On Wikidata’s fifth birthday, we (the Gene Wiki team) offer our hearty congratulations!! It is amazing what has been achieved in such a short timespan. Wikidata has basically given us – and the larger research community – the gift of not having to maintain a core knowledge infrastructure. It has been taken care of (i.e. millions of SPARQL queries daily), so the research community can now focus on its core task, doing research.

Our project – the Gene Wiki project – started in 2008 with the objective to seed Wikipedia with high quality basic biomedical facts with the goal of crowdsourcing a gene-specific review article for every human gene. With the birth of Wikidata in 2012, we shortly after shifted our focus from Wikipedia to Wikidata. On Oct 6, 2014, we had our first milestone: all human genes had entities in Wikidata.

Since then, we have continued enriching Wikidata with not only gene annotations from other species, but also extended the coverage to related concepts such as diseases, drugs, chemical compounds and other related concepts. We have developed a python library (Wikidata Integrator), which started as a biomedical library but is now applied in other domain areas.

We view the current landscape of biomedical data in Wikidata as basically consisting of three layers.
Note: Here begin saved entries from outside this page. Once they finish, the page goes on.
PR #168, opened 2017-10-02
decouple agent movement from WASD

WilliamHarmonMS:
Preventing WASD from controlling Agent


WilliamHarmonMS:
@Hamms @joshlory PTAL ❤️

Issue #81, opened 2017-09-06
Destroying Rail does not cause it to drop to the ground


v-samtha:
Found at: https://code-dot-org.github.io/craft/

Destroying a Rail does not cause a sprite of it to drop to the ground and be picked up by the Agent.

Steps:
1. Place Rails
2. Destory Rails
3. Observe item drop (or lack thereof)

Attachment:
[HoC_DestoryRail_RailIsNotDropped.zip](https://github.com/code-dot-org/craft/files/1283008/HoC_DestoryRail_RailIsNotDropped.zip)

joshlory:
Thanks for the bug report!  I think we'll need miniblock assets in order to implement the rail drop.

PR #173, opened 2017-10-02
look at all these hot new miniblocks

WilliamHarmonMS:
Resolves https://github.com/code-dot-org/craft/issues/81.


WilliamHarmonMS:
@Hamms @joshlory PTAL another super simple PR that'll get the destruction of our new blocks working like we want: No crashes, Yes mini-blocks 👍

test/unit/LevelBlockTest.js
```diff
@@ -27,7 +27,7 @@ test('getMiniblockFrame', t => {
   });
 
   // Rails give us nothing
-  t.equal(LevelBlock.getMiniblockFrame("rails"), undefined);
+  t.equal(LevelBlock.getMiniblockFrame("rails"), "railNormal");
```
joshlory: Nice!

src/js/game/LevelMVC/LevelView.js
```diff
@@ -1111,8 +1165,16 @@ module.exports = class LevelView {
     }
   }
 
+  // Ice and glass blocks do not drop mini-blocks in Minecraft.
+  shouldDropMiniBlock(blockType) {
+    return !blockType.startsWith("ice") && !blockType.startsWith("glass");
```
joshlory: Can we add test coverage for these two cases as well?

WilliamHarmonMS: Sure thing!

WilliamHarmonMS: Added unit tests for both of these and they're passing, so PTAL? This should be clear to go I think.

Hamms: This seems pretty redundant. Given that `this.createMiniBlock` will simply return `null` for these values, we can just use `if (sprite)` to determine if we should be dropping a mini block.

I'll also point out that the return from `this.createMiniBlock` is determined by the definition of `LevelBlock.getMiniblockFrame`, which is already doing the work of specifying that ice and glass do not drop mini blocks. Redefining that here is definitely not great

WilliamHarmonMS: Removed and added the check in createMiniBlock()

WilliamHarmonMS:
@Hamms PTAL?

src/js/game/LevelMVC/LevelBlock.js
```diff
@@ -229,9 +229,16 @@ module.exports = class LevelBlock {
...
+      return "redstoneTorch";
+    }
+
     if (blockType.startsWith("rails")) {
-      return;
+      return "railNormal";
+    }
+
+    if (blockType.startsWith("glass") || blockType.startsWith("ice")) {
+      return null;
```
Hamms: nit: I believe we want this to be `undefined`, not `null`

src/js/game/LevelMVC/LevelView.js
```diff
@@ -1656,6 +1711,10 @@ module.exports = class LevelView {
     let sprite = null,
       frameList;
 
+    if (!LevelBlock.getMiniblockFrame(blockType)) {
+      return null;
+    }
+
```
Hamms: looks like this PR is actually made against a slightly old version of master; the latest version [already has an equivalent check](https://github.com/code-dot-org/craft/blob/master/src/js/game/LevelMVC/LevelView.js#L1714-L1717), making this redundant

WilliamHarmonMS:
Cool! I removed the redundant check and I changed the return time in getMiniblockFrame() for glass and ice to be undefined. Thanks a bunch @Hamms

The first layer is those resources which our team has directly loaded. We have focused on resources that are the most commonly used by researchers to form a solid foundation of biomedical knowledge. The second layer is formed by partner organizations with whom we’ve collaborated to help bring their resources into Wikidata. These partners bring key new data types, including information on genetic variants (from CIViC) and on biological pathways (from Wikipathways and Reactome). And finally, we are perhaps most excited when we discover efforts that are completely independent in origin but highly synergistic in our mission. This group includes James Hare’s effort to load environmental exposures from the CDC, and the amazing Wikicite team for loading bibliographic data from the scientific literature.

The sum total of all this work is a richly interconnected network of open biomedical knowledge. And this network enables us to ask and answer an impressively diverse set of biomedical questions (a growing list is documented at https://www.wikidata.org/wiki/User:ProteinBoxBot/SPARQL_Examples).

The genewiki landscape with its three layers.

Looking ahead and as a birthday present, we can lift a corner of the veil on our imminent developments.

To improve the robustness we are developing stronger feedback loops to experts curating primary sources. These feedback loops are based on validation reports such as the already existing constraint violations, but we are also looking into more complex constraint patterns where multiple statements are validated together using Shape Expressions. Currently, our bots are running on a continuous integration platform called Jenkins, we are working towards more automation of our efforts, such as driving the feedback loops and quality control.

We are excited to continue our work to make Wikidata the most comprehensive hub for open and linked biomedical data!